For clear soup leave the vegetables whole, simply peeling them. This gives all the flavor, without the cloudiness arising from the vegetables cut up. Use the neck of beef, one pound of meat or bone for each quart of soup. Have the meat cut from the bone in a solid piece, to serve afterward; crack the bone and put in the bottom of the soup-kettle, the meat and the bone, then add cold water. Place over the fire to heat gradually; as it boils, the blood and albumen will rise. For clear soup, this must be skimmed off. It is never necessary to wash meat if it comes from a clean market; it detracts from its flavor and nutriment. Add a carrot, turnip, and an onion for 3 or 4 quarts. Stick six or eight cloves in the onion; salt and pepper lightly; add a bouquet or fagot of herbs; a small bunch of parsley (two tablespoons), take the roots if you wish the green for a garnish; the green stalk of celery is nice to add. A sprig of any kind of dried sweet herb, except sage, and one bay leaf. A single leek may be used instead of the onion. If wished for the gelatinous property, a knuckle of veal may be added to the soup stock. Cook slowly two hours after adding the vegetables; that time will secure the flavor. If cooked longer, it will assume a jellied consistency. Strain through a sieve, or through a folded towel laid in a colander into an earthen vessel, not in metal. When cold, remove the fat that rises. This soup is perfectly clear.
N.B. - If it is desired to have it very light-colored, use veal instead of beef. A calf's foot, the skin from the head, or an old fowl may be used with good results in this stock.

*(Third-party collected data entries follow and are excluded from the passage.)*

PR #3700, opened 2023-10-30
meson: enable ndebug on release builds

andresilva:

Disables asserts on release builds. Hyprland uses it's own assert macro that is unaffected by this, but it could apply to dependencies.

No.

Yes.

### DIFF
--- a/meson.build
+++ b/meson.build
@@ -5,6 +5,7 @@ project('Hyprland', 'cpp', 'c',
     'default_library=static',
     'optimization=3',
     'buildtype=release',
+    'b_ndebug=if-release',
     'debug=false'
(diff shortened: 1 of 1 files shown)


andresilva:
Build fails due to `Werror=unused-variable` because of this: https://gitlab.freedesktop.org/wlroots/wlroots/-/blob/master/render/pass.c#L32-35. `box` is only used for an assert which is now a no-op 🤷.

andresilva:
wlroots [recommends](https://gitlab.freedesktop.org/wlroots/wlroots/-/wikis/Packaging-recommendations) against enabling `ndebug` (there's also this: https://gitlab.freedesktop.org/wlroots/wlroots/-/issues/3338). So I'll close this and if @fufexan disagrees we can reopen it.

If very rich soup is wished for, use only a pint of water to each pound of meat. The flesh of old animals contains more osmazome than that of the young. It is this property that gives flavor and perfume to the stock. Brown meat contains more than white, and the brown is more fragrant. The osmazome reaches its height by roasting. So that the remnants of roasts give a good flavor to stock. - AUTHOR.